YOUR ASSIGNMENT: Set the listing down again, exactly as it stands below.

EXERCISE DATA:
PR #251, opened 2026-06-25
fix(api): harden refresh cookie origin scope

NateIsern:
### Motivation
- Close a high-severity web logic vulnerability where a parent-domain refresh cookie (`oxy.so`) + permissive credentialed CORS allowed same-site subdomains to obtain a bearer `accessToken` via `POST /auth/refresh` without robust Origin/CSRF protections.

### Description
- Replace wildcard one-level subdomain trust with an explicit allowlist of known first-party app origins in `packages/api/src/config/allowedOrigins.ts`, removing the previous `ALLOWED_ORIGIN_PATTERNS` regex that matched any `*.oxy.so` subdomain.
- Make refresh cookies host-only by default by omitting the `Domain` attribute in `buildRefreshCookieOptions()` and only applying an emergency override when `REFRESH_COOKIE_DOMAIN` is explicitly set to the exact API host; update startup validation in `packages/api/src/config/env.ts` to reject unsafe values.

RESULT OF THIS EXERCISE:
PR #251, opened 2026-06-25
fix(api): harden refresh cookie origin scope

NateIsern:
### Motivation
- Close a high-severity web logic vulnerability where a parent-domain refresh cookie (`oxy.so`) + permissive credentialed CORS allowed same-site subdomains to obtain a bearer `accessToken` via `POST /auth/refresh` without robust Origin/CSRF protections.

### Description
- Replace wildcard one-level subdomain trust with an explicit allowlist of known first-party app origins in `packages/api/src/config/allowedOrigins.ts`, removing the previous `ALLOWED_ORIGIN_PATTERNS` regex that matched any `*.oxy.so` subdomain.
- Make refresh cookies host-only by default by omitting the `Domain` attribute in `buildRefreshCookieOptions()` and only applying an emergency override when `REFRESH_COOKIE_DOMAIN` is explicitly set to the exact API host; update startup validation in `packages/api/src/config/env.ts` to reject unsafe values.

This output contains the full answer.